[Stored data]
·····
PR #1659, opened 2026-04-28
feat: support regional (non-zonal) VM provisioning

### LINKED ISSUE #1002: Run VMs without redundancy options
### Version

Hi guys,

Since 1.4.0 `topology.kubernetes.io/zone` can be used.
Can somebody help me to understand how can I use `topology.kubernetes.io/*` requirements to create VMs with NO availability options ("No infrastructure redundancy required" as per portal saying)?
In language of default AKS autoscaler through scalesets with no availability zone these labels are set as following:
```
metadata:
  labels:
    ...
    topology.kubernetes.io/region: northeurope
    topology.kubernetes.io/zone: '0'
    ...
```
But trying to set this requirements like that fails to provision the node further.

My setup:
k8s version: 1.31.2
karpenter (both crd chart and controller chart: 1.5.0

Thanks in advance!

### Expected Behavior

Karpenter can create VMs without redundancy options (no availability zone)

### Actual Behavior

Either it doesn't work or created VM uses the availability zone.

Using karpenter >1.4.0 try to create VMs without redundancy options.

### Resource Specs and Logs

NodePool spec:
```
    spec:
      expireAfter: 24h
      nodeClassRef:
        group: karpenter.azure.com
        kind: AKSNodeClass
        name: default-karpenter-nodeclass
      requirements:
        - key: kubernetes.io/arch
          operator: In
          values:
            - amd64
        - key: kubernetes.io/os
          operator: In
          values:
            - linux
          operator: In
          values:
            - on-demand
        - key: karpenter.azure.com/sku-name
          operator: In
          values:
            - Standard_D64s_v3
            - Standard_D48s_v3
            - Standard_D32s_v3
            - Standard_D16s_v3
            - Standard_D8s_v3
            - Standard_D4s_v3
        - key: gpupool
          operator: In
          values:
            - workloads
        - key: topology.kubernetes.io/zone
          operator: In
          values:
            - '0'
        - key: topology.kubernetes.io/region
          operator: In
          values:
            - 'northeurope'
```
AKSNodeClass spec:
```
spec:
  imageFamily: Ubuntu2204
  osDiskSizeGB: 100
```
Error I saw:
`Cannot disrupt NodeClaim: not all pods would schedule, karpenter/inflate-f77fb7b66-zld2r => incompatible with nodepool "workload-karpenter-nodepool", daemonset overhead={"cpu":"915m","memory":"2038922537","pods":"16"}, no instance type satisfied resources {"cpu":"1915m","memory":"10628857129","pods":"17"} and requirements gpupool In [workloads], karpenter.azure.com/sku-name In [Standard_D16s_v3 Standard_D32s_v3 Standard_D48s_v3 Standard_D4s_v3 Standard_D64s_v3 and 1 others], karpenter.sh/capacity-type In [on-demand], karpenter.sh/nodepool In [workload-karpenter-nodepool], kubernetes.io/arch In [amd64], kubernetes.io/os In [linux], node-restriction.aurora.equinor.com/purpose In [workloads], topology.kubernetes.io/region In [northeurope], topology.kubernetes.io/zone In [0] (no instance type met the scheduling requirements or had a required offering); incompatible with nodepool "spotworkload-karpenter-nodepool", daemonset overhead={"cpu":"915m","memory":"2038922537","pods":"16"}, no instance type satisfied resources {"cpu":"1915m","memory":"10628857129","pods":"17"} and requirements gpupool In [workloads], karpenter.azure.com/sku-name In [Standard_D16s_v3 Standard_D32s_v3 Standard_D48s_v3 Standard_D4s_v3 Standard_D64s_v3 and 1 others], karpenter.sh/capacity-type In [spot], karpenter.sh/nodepool In [spotworkload-karpenter-nodepool], kubernetes.io/arch In [amd64], kubernetes.io/os In [linux], node-restriction.aurora.equinor.com/purpose In [workloads], topology.kubernetes.io/region In [northeurope], topology.kubernetes.io/zone In [0] (no instance type met the scheduling requirements or had a required offering) karpenter/inflate-f77fb7b66-6mwr4 => incompatible with nodepool "workload-karpenter-nodepool", daemonset overhead={"cpu":"915m","memory":"2038922537","pods":"16"}, no instance type satisfied resources {"cpu":"1915m","memory":"10628857129","pods":"17"} and requirements gpupool In [workloads], karpenter.azure.com/sku-name In [Standard_D16s_v3 Standard_D32s_v3 Standard_D48s_v3 Standard_D4s_v3 Standard_D64s_v3 and 1 others], karpenter.sh/capacity-type In [on-demand], karpenter.sh/nodepool In [workload-karpenter-nodepool], kubernetes.io/arch In [amd64], kubernetes.io/os In [linux], node-restriction.aurora.equinor.com/purpose In [workloads], topology.kubernetes.io/region In [northeurope], topology.kubernetes.io/zone In [0] (no instance type met the scheduling requirements or had a required offering); incompatible with nodepool "spotworkload-karpenter-nodepool", daemonset overhead={"cpu":"915m","memory":"2038922537","pods":"16"}, no instance type satisfied resources {"cpu":"1915m","memory":"10628857129","pods":"17"} and requirements gpupool In [workloads], karpenter.azure.com/sku-name In [Standard_D16s_v3 Standard_D32s_v3 Standard_D48s_v3 Standard_D4s_v3 Standard_D64s_v3 and 1 others], karpenter.sh/capacity-type In [spot], karpenter.sh/nodepool In [spotworkload-karpenter-nodepool], kubernetes.io/arch In [amd64], kubernetes.io/os In [linux], node-restriction.aurora.equinor.com/purpose In [workloads], topology.kubernetes.io/region In [northeurope], topology.kubernetes.io/zone In [0] (no instance type met the scheduling requirements or had a required offering) karpenter/inflate-f77fb7b66-v9cmm => incompatible with nodepool "workload-karpenter-nodepool", daemonset overhead={"cpu":"915m","memory":"2038922537","pods":"16"}, no instance type satisfied resources {"cpu":"1915m","memory":"10628857129","pods":"17"} and requirements gpupool In [workloads], karpenter.azure.com/sku-name In [Standard_D16s_v3 Standard_D32s_v3 Standard_D48s_v3 Standard_D4s_v3 Standard_D64s_v3 and 1 others], karpenter.sh/capacity-type In [on-demand], karpenter.sh/nodepool In [workload-karpenter-nodepool], kubernetes.io/arch In [amd64], kubernetes.io/os In [linux], node-restriction.aurora.equinor.com/purpose In [workloads], topology.kubernetes.io/region In [northeurope], topology.kubernetes.io/zone In [0] (no instance type met the scheduling requirements or had a required offering); incompatible with nodepool "spotworkload-karpenter-nodepool", daemonset overhead={"cpu":"915m","memory":"2038922537","pods":"16"}, no instance type satisfied resources {"cpu":"1915m","memory":"10628857129","pods":"17"} and requirements gpupool In [workloads], karpenter.azure.com/sku-name In [Standard_D16s_v3 Standard_D32s_v3 Standard_D48s_v3 Standard_D4s_v3 Standard_D64s_v3 and 1 others], karpenter.sh/capacity-type In [spot], karpenter.sh/nodepool In [spotworkload-karpenter-nodepool], kubernetes.io/arch In [amd64], kubernetes.io/os In [linux], node-restriction.aurora.equinor.com/purpose In [workloads], topology.kubernetes.io/region In [northeurope], topology.kubernetes.io/zone In [0] (no instance type met the scheduling requirements or had a required offering) karpenter/inflate-f77fb7b66-rcpcg => incompatible with nodepool "workload-karpenter-nodepool", daemonset overhead={"cpu":"915m","memory":"2038922537","pods":"16"}, no instance type satisfied resources {"cpu":"1915m","memory":"10628857129","pods":"17"} and requirements gpupool In [workloads], karpenter.azure.com/sku-name In [Standard_D16s_v3 Standard_D32s_v3 Standard_D48s_v3 Standard_D4s_v3 Standard_D64s_v3 and 1 others], karpenter.sh/capacity-type In [on-demand], karpenter.sh/nodepool In [workload-karpenter-nodepool], kubernetes.io/arch In [amd64], kubernetes.io/os In [linux], node-restriction.aurora.equinor.com/purpose In [workloads], topology.kubernetes.io/region In [northeurope], topology.kubernetes.io/zone In [0] (no instance type met the scheduling requirements or had a required offering); incompatible with nodepool "spotworkload-karpenter-nodepool", daemonset overhead={"cpu":"915m","memory":"2038922537","pods":"16"}, no instance type satisfied resources {"cpu":"1915m","memory":"10628857129","pods":"17"} and requirements gpupool In [workloads], karpenter.azure.com/sku-name In [Standard_D16s_v3 Standard_D32s_v3 Standard_D48s_v3 Standard_D4s_v3 Standard_D64s_v3 and 1 others], karpenter.sh/capacity-type In [spot], karpenter.sh/nodepool In [spotworkload-karpenter-nodepool], kubernetes.io/arch In [amd64], kubernetes.io/os In [linux], node-restriction.aurora.equinor.com/purpose In [workloads], topology.kubernetes.io/region In [northeurope], topology.kubernetes.io/zone In [0] (no instance type met the scheduling requirements or had a required offering) karpenter/inflate-f77fb7b66-2gh7z => incompatible with nodepool "workload-karpenter-nodepool", daemonset overhead={"cpu":"915m","memory":"2038922537","pods":"16"}, no instance type satisfied resources {"cpu":"1915m","memory":"10628857129","pods":"17"} and requirements gpupool In [workloads], karpenter.azure.com/sku-name In [Standard_D16s_v3 Standard_D32s_v3 Standard_D48s_v3 Standard_D4s_v3 Standard_D64s_v3 and 1 others], karpenter.sh/capacity-type In [on-demand], karpenter.sh/nodepool In [workload-karpenter-nodepool], kubernetes.io/arch In [amd64], kubernetes.io/os In [linux], node-restriction.aurora.equinor.com/purpose In [workloads], topology.kubernetes.io/region In [northeurope], topology.kubernetes.io/zone In [0] (no instance type met the scheduling requirements or had a required offering); incompatible with nodepool "spotworkload-karpenter-nodepool", daemonset overhead={"cpu":"915m","memory":"2038922537","pods":"16"}, no instance type satisfied resources {"cpu":"1915m","memory":"10628857129","pods":"17"} and requirements gpupool In [workloads], karpenter.azure.com/sku-name In [Standard_D16s_v3 Standard_D32s_v3 Standard_D48s_v3 Standard_D4s_v3 Standard_D64s_v3 and 1 others], karpenter.sh/capacity-type In [spot], karpenter.sh/nodepool In [spotworkload-karpenter-nodepool], kubernetes.io/arch In [amd64], kubernetes.io/os In [linux], node-restriction.aurora.equinor.com/purpose In [workloads], topology.kubernetes.io/region In [northeurope], topology.kubernetes.io/zone In [0] (no instance type met the scheduling requirements or had a required offering) and 0 other(s)`

Disregard the similarity of the errors, I had almost identical nodepool for spot VMs.

The only correct option that worked for me now didn't solve my task (omitting these reqs also works):
```
    - key: topology.kubernetes.io/zone
      operator: In
      values:
        - northeurope-1
    - key: topology.kubernetes.io/region
      operator: In
      values:
        - northeurope
```

### Community Note

tallaxes:
Fixes #1002

**Description**

Adds the `karpenter.azure.com/placement-scope` offering label (values `zonal`, `regional`) and widens the default placement envelope to include regional offerings for zone-capable SKUs. NodePools can opt into either placement explicitly via this label or via the `topology.kubernetes.io/zone In ["0"]` shorthand. Unconstrained NodePools now have regional offerings as a fallback when zonal offerings are exhausted, addressing the long-standing zonal-exhaustion gap (Azure/AKS#5574, KAITO).

Key implementation points:

- Offering generation in `instancetypes.go` emits a `zone="0"` regional offering alongside zonal offerings for zone-capable SKUs; regional-only SKUs are unchanged.
- Offering selection moved into `allocationstrategy.Provider.Allocate`, which returns a `*Selection` wrapping the chosen `*InstanceType` and `*Offering`. The launch helpers consume the `Selection` directly instead of re-deriving capacity type and zone.
- Equal-price ranking in `allocationstrategy/stages/offering_rank.go` is price → capacity type (spot before on-demand) → placement scope (zonal before regional). Zone-only ties are randomized before stable sort to avoid concentrating launches in one zone. The visible consequence at equal price is that a regional spot offering can rank ahead of a zonal on-demand offering, matching Karpenter core's spot-first convention.
- `UnavailableOfferings` handlers are placement-scope aware: zonal-scoped failures (`AllocationFailed`, `OverconstrainedAllocationFailed`, `SkuNotAvailable`) only block offerings within the attempted placement scope, leaving regional fallback intact, and vice versa.
- The `placement-scope` label is propagated to launched nodes via both the VM and AKS Machine API paths.

Behavioral compatibility note: existing unconstrained NodePools may now receive regional nodes when zonal capacity is exhausted. The capacity-first zonal-preferred tie-break keeps the common case zonal-first.

Design doc: [`designs/0009-regional-vm-provisioning.md`](designs/0009-regional-vm-provisioning.md)

* Unit tests across:
  - Offering generation and `placement-scope` requirement projection (`pkg/providers/instancetype/suite_test.go`)
  - Allocation strategy ranking (price/capacity/scope/zone-shuffle, including `TestFilterInstanceOfferings_SpotRegionalOfferingBeforeOnDemandZonalAtSamePrice`, `TestFilterInstanceOfferings_ZonalOfferingsBeforeRegionalAtSamePriceAndCapacityType`, `TestFilterInstanceOfferings_ZoneTiesAreShuffled`, and `TestAllocate`)
  - Placement-scoped unavailability handlers (`pkg/providers/instance/offerings/commonerrorhandlers_test.go`)
  - `vmInstanceToNodeClaim` placement-scope projection (`pkg/cloudprovider/cloudprovider_test.go`)
  - Zone helpers and `PlacementScopeForOffering` (`pkg/utils/zones/zones_test.go`)
  - AKS Machine API parity tests (`pkg/cloudprovider/suite_aksmachineapi_offerings_test.go`)
* One end-to-end integration test exercising explicit regional placement (`test/suites/integration/zone_constraints_test.go`).
* E2E: 
  * https://github.com/Azure/karpenter-provider-azure/actions/runs/25031099853
  * https://github.com/Azure/karpenter-provider-azure/actions/runs/25305955581 - Machine mode

- [ ] Yes, issue opened: #
- [ ] No

(README adds a behavioral-change paragraph and an example NodePool requirement; design doc `designs/0009-regional-vm-provisioning.md` is included.)

**Release Note**

```release-note
Adds support for provisioning regional (non-zonal) VMs for zone-capable SKUs via the new karpenter.azure.com/placement-scope requirement (values: `zonal`, `regional`). Unconstrained NodePools may now receive regional nodes when zonal capacity is exhausted; see 0009-regional-vm-provisioning.md for the placement and ranking semantics.
```


matthchr:
Do we want to have a discussion with the cloudprovider folks before we merge this, on the `0` behavior?

I am guessing that whatever changes/fixes they may it won't happen for a while and we want this as-is anyway, but may be useful to know where we're going regardless?

examples/v1/general-purpose.yaml
```diff
@@ -43,6 +43,11 @@ spec:
       - key: karpenter.azure.com/sku-family
         operator: In
         values: [D]
+      # Optional: Uncomment if you want to constrain Azure placement to zonal or regional capacity.
+      #           Regional capacity is labeled with topology.kubernetes.io/zone=0.
+      # - key: karpenter.azure.com/placement-scope
+      #   operator: In
+      #   values: ["regional"]
```
matthchr: minor: I _assume_ the more likely preference would be `zonal` rather than regional? Do we want to use that as the example?

pkg/cloudprovider/suite_aksmachineapi_offerings_test.go
matthchr, line 158: Says zone here and in assertion but test name says offering? Seems wrong?

pkg/cloudprovider/suite_aksmachineapi_offerings_test.go
```diff
@@ -160,8 +160,8 @@ var _ = Describe("CloudProvider", func() {
 				Expect(node.Labels[v1.LabelTopologyZone]).ToNot(Equal(initialZone))
 			})
 
-			// Ported from VM test: "should fail to provision when OverconstrainedAllocation errors are hit, then switch capacity type and succeed"
-			It("should fail to provision when OverconstrainedAllocation errors are hit, then switch capacity type and succeed", func() {
+			// Ported from VM test: "should fail to provision when OverconstrainedAllocation errors are hit, then switch offering and succeed"
+			It("should fail to provision when OverconstrainedAllocation errors are hit, then switch offering and succeed", func() {
```
matthchr: same q here - swapped title to offering but we _are_ swapping capacity type here, why the change?

pkg/cloudprovider/suite_aksmachineapi_offerings_test.go
```diff
@@ -183,20 +183,25 @@ var _ = Describe("CloudProvider", func() {
...
-				Expect(node.Labels[karpv1.CapacityTypeLabelKey]).To(Equal(karpv1.CapacityTypeOnDemand))
+				Expect(node.Labels[v1.LabelInstanceTypeStable] == vmSize &&
+					node.Labels[karpv1.CapacityTypeLabelKey] == initialCapacityType &&
+					node.Labels[v1.LabelTopologyZone] == zone).To(BeFalse())
 			})
 
-			// Ported from VM test: "should fail to provision when AllocationFailure errors are hit, then switch VM size and succeed"
-			It("should fail to provision when AllocationFailure errors are hit, then switch VM size and succeed", func() {
+			// Ported from VM test: "should fail to provision when AllocationFailure errors are hit, then switch placement and succeed"
+			It("should fail to provision when AllocationFailure errors are hit, then switch placement and succeed", func() {
```
matthchr, line 210: Just making sure we kept a test where we swap VM size because that whole family doesn't work. Where is that test?

pkg/providers/allocationstrategy/stages/instance_offering.go
```diff
@@ -33,5 +33,9 @@ type InstanceOffering struct {
 }
 
 type Stage interface {
+	// Process applies the stage's transformation to the provided slice. Stages
```
matthchr, line 36: Thanks, this is very useful

pkg/providers/allocationstrategy/allocation_strategy.go
```diff
@@ -19,12 +19,29 @@ package allocationstrategy
...
+	// Allocate selects a single instance type and offering for a NodeClaim.
+	// Returns nil when no compatible offering is available.
+	//
+	// This interface models client-side allocation: the provider chooses one
+	// concrete offering and the caller is responsible for provisioning. It
+	// accommodates future client-side strategies that consult external Azure
+	// APIs (e.g. placement-score, capacity advice) to inform the decision,
+	// since the contract here is just "given candidates, return a choice."
+	//
+	// It does NOT accommodate future server-side APIs that combine decision
```
matthchr, line 40: This is what I sorta liked about the `[]InstanceOffering` return -- it separated scoring and allocation so if there was a provider like Fleet we could pass the first N into that API and let it "finish picking".

Maybe premature though as we definitely don't need it now

README.md
```diff
@@ -258,6 +258,11 @@ spec:
         - key: karpenter.azure.com/sku-family
           operator: In
           values: [D]
+        # Optional: constrain Azure placement to zonal or regional capacity.
+        # Regional capacity is labeled with topology.kubernetes.io/zone=0.
+        # - key: karpenter.azure.com/placement-scope
+        #   operator: In
+        #   values: ["regional"]
```
matthchr: Same q here about showcasing lock to zonal (old behavior) rather than lock to regional (rare?)

pkg/providers/allocationstrategy/stages/offering_rank_test.go
```diff
@@ -0,0 +1,49 @@
...
+import (
+	"testing"
+
+	corev1 "k8s.io/api/core/v1"
+	karpv1 "sigs.k8s.io/karpenter/pkg/apis/v1"
+	corecloudprovider "sigs.k8s.io/karpenter/pkg/cloudprovider"
+	"sigs.k8s.io/karpenter/pkg/scheduling"
+)
+
+func TestCompareOfferings_DoesNotRankEquivalentZonalOfferingsByZoneName(t *testing.T) {
```
matthchr, line 34: minor: I somewhat intentionally didn't write tests at this level, because I felt they were maybe misleading. Since stages are always used in the overall strategy, I think we should put the tests into allocation_strategy_test.go rather than here.

Since you're not actually testing the whole stage here though and are unit testing a helper I do think this makes sense where it is, but maybe just worth noting or being aware of that we should continue to keep the actual "does the stage do what I want" tests as part of the allocation strategy level rather than testing here.

pkg/providers/allocationstrategy/stages/offering_rank_test.go
```diff
@@ -0,0 +1,49 @@
...
+	westus1 := testOffering(0.1, karpv1.CapacityTypeOnDemand, "westus-1")
+	westus2 := testOffering(0.1, karpv1.CapacityTypeOnDemand, "westus-2")
+
+	if comparison := compareOfferings(westus1, westus2); comparison != 0 {
+		t.Fatalf("expected equivalent offerings in different zones to compare equal, got %d", comparison)
```
matthchr: minor, use gomega for asserts rather than raw `t.Fatalf`? I think that's our standard style.

pkg/providers/allocationstrategy/allocation_strategy.go
matthchr: although we do have azureProvider + possibly fleet coming soon... aren't we going to need at least some/all of this provider ordering for it too? For example "prefer spot over non-spot" and "prefer zonal over regional" I assume are not going the be inherent to Fleet, Karpenter will need to tell Fleet that, won't it?

pkg/providers/allocationstrategy/stages/offering_rank.go
```diff
@@ -0,0 +1,130 @@
...
+		return 1
+	}
+	if iCapacityRank, jCapacityRank := capacityTypeRank(i), capacityTypeRank(j); iCapacityRank != jCapacityRank {
+		return iCapacityRank - jCapacityRank
+	}
+	if iScopeRank, jScopeRank := placementScopeRank(i), placementScopeRank(j); iScopeRank != jScopeRank {
+		return iScopeRank - jScopeRank
+	}
+	return 0
+}
```
matthchr, line 104: minor, style:
may be worth comments here like so:

```suggestion
func compareOfferings(i, j *corecloudprovider.Offering) int {
	if i == nil && j == nil {
		return 0
	}
	if i == nil {
		return 1
	}
	if j == nil {
		return -1
	}
	// Prefer the lower priced offering
	if i.Price < j.Price {
		return -1
	}
	if i.Price > j.Price {
		return 1
	}
	// Prefer capacity-type spot over dedicated
	if iCapacityRank, jCapacityRank := capacityTypeRank(i), capacityTypeRank(j); iCapacityRank != jCapacityRank {
		return iCapacityRank - jCapacityRank
	}
	// Prefer zonal over regional
	if iScopeRank, jScopeRank := placementScopeRank(i), placementScopeRank(j); iScopeRank != jScopeRank {
		return iScopeRank - jScopeRank
	}
	return 0
}
```

pkg/providers/allocationstrategy/stages/offering_rank.go
```diff
@@ -0,0 +1,130 @@
...
+
+func placementScopeRank(offering *corecloudprovider.Offering) int {
+	switch zones.PlacementScopeForOffering(offering) {
+	case v1beta1.PlacementScopeZonal:
+		return 0
+	case v1beta1.PlacementScopeRegional:
+		return 1
+	default:
+		return 2
```
matthchr, line 115: Can this ever happen in practice? Do we generate any offerings without a specific placement scope?

pkg/providers/allocationstrategy/allocation_strategy.go
matthchr: Or is your thinking in that instance that Fleet would select the specific stages it needs directly rather than using what we call now "allocation strategy"?

pkg/providers/allocationstrategy/allocation_strategy_test.go
```diff
@@ -313,12 +314,174 @@ func TestFilterInstanceOfferings_SpotOfferingsBeforeOnDemandAtSamePrice(t *testi
...
+	filtered := provider.FilterInstanceOfferings(context.Background(), allocationstrategy.NewInstanceOfferings(instanceTypes), requirements)
+	g.Expect(filtered).To(HaveLen(2))
+	g.Expect(filtered[0].InstanceType.Name).To(Equal("Standard_Zonal"))
+}
+
+// TestFilterInstanceOfferings_ZoneTiesAreShuffled verifies that offerings tied
+// on every comparison dimension except zone do not always pick the same zone.
+// The test runs many iterations and asserts that every eligible zone shows up
+// at index 0 at least once. With a uniform shuffle the probability of any zone
+// being missed across 200 trials is vanishingly small.
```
·····
## What to do
Show the lines above that include "across".

## Your response
* Unit tests across:
+// being missed across 200 trials is vanishingly small.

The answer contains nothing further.